Issue #3639, opened 2020-06-22
Add configurable joystick axis deadzones


Aarc-Noa:
Current deadzones are not configurable and can lead to either very small (most axes) or very large deadzones (triggers) when the controller is connected.

maromalo:
Closed by https://github.com/ppy/osu-framework/pull/5122

Issue #2854, opened 2019-09-23
Framework can't handle left and right trigger (LT and RT) on joystick


GSculerlor:
https://streamable.com/760vg

**Framework ver**: 2019.921.0
**Joystick used**: Xbox 360 Controller (Wireless) and Rexus Gladius GX2 (Wired)

Jeremiidesu:
I think I found a way (on the latest master) to work around this problem.

The Xbox 360 controller I use (Wired), has LT and RT on axes 2 and 5 (AX3 and AX6 on the visual test scene). Plugging the controller or running the visual tests with the triggered **half-pressed** (not completely pressed, nor completely released) allows the visual tests to properly display pressed or release states. 

The main issue is that the values for the triggers go from -1 (completely released) to 1 (completely pressed down), causing the deadzone calculation to erroneously set the trigger deadzone to ~1.05 at line 223 here:

https://github.com/ppy/osu-framework/blob/b169c45c13e7cdc45b93f165d42ce23be4c028d5/osu.Framework/Input/Handlers/Joystick/OsuTKJoystickHandler.cs#L210-L225

Temporarily removing `axisValue +` from line 223 also solves the problem, with triggers being properly detected as axes as shown in the following screenshot: 

![LT and RT correctly displayed in AX3 and AX6 while the HTML5 Gamepad Tester reports B6 and B7, the triggers, as completely pressed](https://cdn.platea.moe/Jeremii/2020/05/brave_IbsRDutbXg.png)

Releasing the triggers turns the AX3 and AX6 squares red.

peppy:
This should now be resolved via #3900 (with `--sdl` enabled). Going to tentatively close - please comment if you have an issue with a specific controller.

PR #3759, opened 2020-07-22
Rescale joystick axis values according to deadzones

### LINKED ISSUE #3712: Scale joystick axis values according to deadzones
## Current situation

Currently, the way axis deadzones work in the framework is:

- If the current axis value is within the deadzone, the provided axis value is 0
- Otherwise, the provided axis value is the raw value

In the situation where the deadzone is large (say, 0.5), reported axis values would be as follows:

|Raw value|Provided value after deadzone application|
|---|---|
|0|0|
|0.25|0|
|0.5|0.5|
|0.75|0.75|
|1|1|

image

## My suggestion

Scaling them down as such would mitigate the sudden jumps:

|Raw value|Provided value after deadzone and scale|
|---|---|
|0|0|
|0.25|0|
|0.5|0|
|0.75|0.5|
|1|1|

image

Here's an [interactive GeoGebra file](https://www.geogebra.org/graphing/qjuhtxnv) to help visualize the idea.

Jeremiidesu:
Closes #3712.

Only issue left seems to be rounding errors that are particularly visible on large deadzones, which is fairly easy to replicate using triggers.

On my Dualshock 4, extreme values on triggers (deadzone `0.999f`) without clamping are `-1.0152590` and `0.9847410`.

### DIFF
--- a/osu.Framework/Input/Handlers/Joystick/OsuTKJoystickHandler.cs
+++ b/osu.Framework/Input/Handlers/Joystick/OsuTKJoystickHandler.cs
@@ -224,8 +224,8 @@ namespace osu.Framework.Input.Handlers.Joystick
                         if (Precision.AlmostEquals(0, axisValue))
                             continue;
 
-                        // Cap deadzones at 0.999f to avoid division by zero when rescaling
-                        defaultDeadZones.Value[i] = Math.Min(0.999f, axisValue + deadzone_threshold);
+                        // Cap deadzone at 0.5f to avoid division by zero and catastrophic cancellation when rescaling
+                        defaultDeadZones.Value[i] = Math.Min(0.5f, axisValue + deadzone_threshold);
                     }
                 }
             }
--- a/osu.Framework/Input/Handlers/Joystick/OsuTKJoystickHandler.cs
+++ b/osu.Framework/Input/Handlers/Joystick/OsuTKJoystickHandler.cs
@@ -114,12 +114,15 @@ namespace osu.Framework.Input.Handlers.Joystick
                     if (Precision.AlmostEquals(value, 0, deadzone))
                         // Round values in the deadzone to zero.
                         value = 0;
+                    else
+                        // Rescale values then clamp back into [-1;1] range.
+                        value = Math.Clamp((value - deadzone * Math.Sign(value)) / (1 - deadzone), -1, 1);
 
                     AxesValues[i] = value;
 
-                    if (value > deadzone)
+                    if (value > 0)
                         Buttons.SetPressed(JoystickButton.FirstAxisPositive + i, true);
-                    else if (value < -deadzone)
+                    else if (value < 0)
                         Buttons.SetPressed(JoystickButton.FirstAxisNegative + i, true);
                 }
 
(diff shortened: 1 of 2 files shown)


osu.Framework/Input/Handlers/Joystick/OsuTKJoystickHandler.cs
```diff
@@ -221,7 +224,8 @@ public void UpdateRawState(osuTK.Input.JoystickState rawState)
                         if (Precision.AlmostEquals(0, axisValue))
                             continue;
 
-                        defaultDeadZones.Value[i] = axisValue + deadzone_threshold;
+                        // Cap deadzones at 0.999f to avoid division by zero when rescaling
+                        defaultDeadZones.Value[i] = Math.Min(0.999f, axisValue + deadzone_threshold);
```
bdach, line 228: With the aforementioned rounding anomalies (which are due to [catastrophic cancellation](https://en.wikipedia.org/wiki/Loss_of_significance) and which I can't see a way out of) when calculating `1 - deadzone`) I'd be in favour of capping this even lower (`0.95f`? `0.9f`? maybe even `0.5f`?)

Also if we're sanity-checking this, this should probably be clamped from the bottom (to 0, at least).

Jeremiidesu: I guess realistically deadzones shouldn't exceed `0.5f` so I'll go for that.

As for clamping from the bottom, I don't understand what you have in mind by that.

bdach: Well, the deadzone should be within the range of [0,1], right? I'd feel safer with this change if that was explicitly clamped from both sides here (although not sure whether that's a plausible scenario to happen).

Jeremiidesu: Given that just a few lines above, the `axisValue` is set to be the absolute value of the raw axis value, unless cosmic rays decide to intervene it should be impossible to have a negative deadzone. That said, I'll switch to a clamp for clarity.

bdach: Fair enough, wouldn't bother with clamping then.

bdach:
Seems like this PR is doing what it intends to.

As a vaguely related discussion, not sure whether using initial axis value readouts to seed the default deadzones is a good choice (consider launching a game with the stick/triggers held to their extreme values - unless the game specifically implements deadzone adjustment/calibration, it will be stuck with mostly non-functional input), but that is not really in scope here and a separate thing entirely.

frenzibyte:
Yeah, and there was an [old issue](https://github.com/ppy/osu-framework/issues/2854) opened about triggers in the Xbox 360 Controller not being handled properly, which turned out to be because of this exact logic.

I believe [the ability to configure joystick axis deadzones](https://github.com/ppy/osu-framework/issues/3639) should leverage this behaviour to at least always have usable joysticks.

peppy:
Tested on the only controller I have on hand and seems to work as expected (doesn't break). Let's get this in.

PR #3767, opened 2020-07-28
Fix android screen suspension logic

Game4all:
It turns out the logic wasn't even right for android screen suspension as it was missing a negation. Until now, the `KeepScreenOn` flag was set when `AllowScreenSuspension.Value = true`, which should actually be the other way around.


peppy:
Weird, because I did actually test this on an android device..

Game4all:
I tested both `master` and this PR on one of my devices to be sure I didn't regress behavior

bdach:
I recall testing this manually too but might have not paid enough attention.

########

(DIRECTIONS) All that belongs in your answer is the stretch of entries above from the line with "Here's an [interactive" through the line with "-114,12 +114,15 @@", printed exactly.

(RESULT)
Here's an [interactive GeoGebra file](https://www.geogebra.org/graphing/qjuhtxnv) to help visualize the idea.

Jeremiidesu:
Closes #3712.

Only issue left seems to be rounding errors that are particularly visible on large deadzones, which is fairly easy to replicate using triggers.

On my Dualshock 4, extreme values on triggers (deadzone `0.999f`) without clamping are `-1.0152590` and `0.9847410`.

### DIFF
--- a/osu.Framework/Input/Handlers/Joystick/OsuTKJoystickHandler.cs
+++ b/osu.Framework/Input/Handlers/Joystick/OsuTKJoystickHandler.cs
@@ -224,8 +224,8 @@ namespace osu.Framework.Input.Handlers.Joystick
                         if (Precision.AlmostEquals(0, axisValue))
                             continue;
 
-                        // Cap deadzones at 0.999f to avoid division by zero when rescaling
-                        defaultDeadZones.Value[i] = Math.Min(0.999f, axisValue + deadzone_threshold);
+                        // Cap deadzone at 0.5f to avoid division by zero and catastrophic cancellation when rescaling
+                        defaultDeadZones.Value[i] = Math.Min(0.5f, axisValue + deadzone_threshold);
                     }
                 }
             }
--- a/osu.Framework/Input/Handlers/Joystick/OsuTKJoystickHandler.cs
+++ b/osu.Framework/Input/Handlers/Joystick/OsuTKJoystickHandler.cs
@@ -114,12 +114,15 @@ namespace osu.Framework.Input.Handlers.Joystick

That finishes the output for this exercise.